For The Neighborhood, a network of five partner early education and care centers, Neighborhood Villages serves as a centralized hub of support and offers professional development supports including workforce sourcing, instructional coaching, and mental and behavioral health supports for teachers.  Importantly, The Neighborhood gives early educators and staff the opportunity to create a community of practice where they can find mentorship, discuss challenges, maximize resources, implement programs and problem solve together.

Meaningfully reforming the early education and care system requires this kind of investment in centralized infrastructure supports for providers and teachers – in addition to committing to wage increases and better access to benefits for the early education and care workforce.

Recognize the long-term ROI and continue to invest in professional development programs.

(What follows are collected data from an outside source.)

PR #437, opened 2022-03-22
Resolve independent cluster test failures

charlesbluca:
Fixes breakage we've been seeing in independent cluster testing due to:

- mismatched pandas versions (resolved with https://github.com/dask/dask-docker/pull/209)
- the bump to distributed 2022.3.0

In particular, one big change we've made is that we now use a single session-wide client to perform all computations or random client operations - backed either by a local cluster or an independent cluster for our independent cluster testing. I've updated the handful of tests that manage client lifecycle stuff to avoid this causing larger failures, but it would be nice at some point to explore better scope options for the `client` fixture.

cc @ayushdg


ayushdg (approved):
Thanks for the quick fix! This should be good in the short term for unblocking CI

PR #993, opened 2023-01-17
Use Mambaforge for bare requirements testing

charlesbluca:
It looks like our bare requirements import testing is failing on main:

https://github.com/dask-contrib/dask-sql/actions/runs/3915253264/jobs/6693236881

Looking through the failures, I was surprised to see the `defaults` channel included in the solve, since we specify `nodefaults` in the list of channels; this PR switches this check to using Mambaforge, which should successfully exclude `defaults` as intended - interested in seeing how this impacts the failures.

cc @ayushdg

PR #1005, opened 2023-01-23
Use Mambaforge for scheduled import testing

charlesbluca:
Forgot to make this change in #993; this should unblock the failures in our scheduled upstream testing.


ayushdg:
Triggered a manual upstream run here: https://github.com/dask-contrib/dask-sql/actions/runs/3988766002

PR #1006, opened 2023-01-23
Remove `EliminateAggDistinct` optimizer rule, implement distinct aggs in Python

charlesbluca:
This PR attempts to remove the `EliminateAggDistinct` optimizer rule and instead handle distinct aggregations directly from the Python aggregate plugin using `drop_duplicates`.

This ideally should unblock the groupby related failures cropping up in #998 and resolve the existing groupby agg failures that we had seen in test_compatibility.py.


dask_sql/physical/rel/logical/aggregate.py
```diff
@@ -513,11 +519,21 @@ def _perform_aggregation(
 
             aggregations_dict[input_col][output_col] = aggregation_f
 
+        group_columns = [
```
ayushdg, line 522: Can't comment below but this is duplicated below and can probably be removed from line 542

dask_sql/physical/rel/logical/aggregate.py
```diff
@@ -513,11 +519,21 @@ def _perform_aggregation(
...
+            for group_name in group_columns
+        ]
+
         # filter dataframe if specified
         if filter_column:
             filter_expression = tmp_df[filter_column]
             tmp_df = tmp_df[filter_expression]
             logger.debug(f"Filtered by {filter_column} before aggregation.")
+        if distinct_column:
+            tmp_df = tmp_df.drop_duplicates(subset=(group_columns + [distinct_column]))
```
ayushdg, line 533: Should also propagate the `sql.aggregate` config options here.

tests/unit/test_queries.py
```diff
@@ -42,7 +42,6 @@
     89,
     92,
     94,
-    95,
```
ayushdg, line 45: Nice!

ayushdg (changes requested):

ayushdg (commented):
Changes lgtm!

ayushdg (approved):

PR #1011, opened 2023-01-26
Rename `DatePartOperation` class

sarahyurick:
From discussion here: https://github.com/dask-contrib/dask-sql/pull/984#discussion_r1087071765


tests/unit/test_call.py
```diff
@@ -188,24 +188,7 @@ def test_string_operations():
 
 
 def test_dates():
-    op = call.ExtractOperation()
```
sarahyurick, line 191: Actually, maybe we should keep this test but use `DatePartOperation` instead. The name isn't as intuitive though, would it make sense to rename it as something else?

charlesbluca: Would it make sense to use `ExtractOperation` instead here? Feel like that name made sense for `EXTRACT` operations to begin with, I suppose we just introduced `DatePartOperation` as part of the DataFusion migration?

In favor of retaining these tests for whatever we end up naming the `DatePartOperation`

ayushdg (approved):

charlesbluca (approved):

Issue #982, opened 2023-01-04
Timestamp improvements


sarahyurick:
Following discussions in #973, we should look into the following:

- [x] Create common methods to be used by `timestampadd` and `timestampdiff`
- [x] Check expected logic for scalar inputs
- [x] Add more scalar timestamp tests
- [x] Add GPU timestamp tests

For the second point, look more closely into the expected behaviors of:
```
int_input1 = 1203073300
c.sql(f"SELECT TIMESTAMPADD(YEAR, 2, to_timestamp({int_input1})) as date").compute()
```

The success of these programs speaks for itself, though we have the data to back it up.  

A recent survey we conducted with our research partners, the Brazelton Touchpoints Center at Boston Children’s Hospital, found that individuals who participated in Career Pathways courses were strongly satisfied with their experience and 95 percent planned to take another course through the Neighborhood Villages Career Pathways program in the next 12 months. Importantly, the program proved to have value well beyond a one-time class. We were encouraged to see that 94 percent of providers intend for their work in early childhood to be a long-term career. In fact, 78 percent of respondents indicated that they have educational aspirations beyond the Child Development Associate (CDA) Credential.

Neighborhood Villages’ interlocking programs – from Career Pathways to The Neighborhood – invest in the success of early educators because investing in those who care for our youngest children isn’t just important, it’s a critical component of building a high-quality early education and care system that works for us all.

Legislative proposals that reflect this reality and invest in early educators will benefit everyone.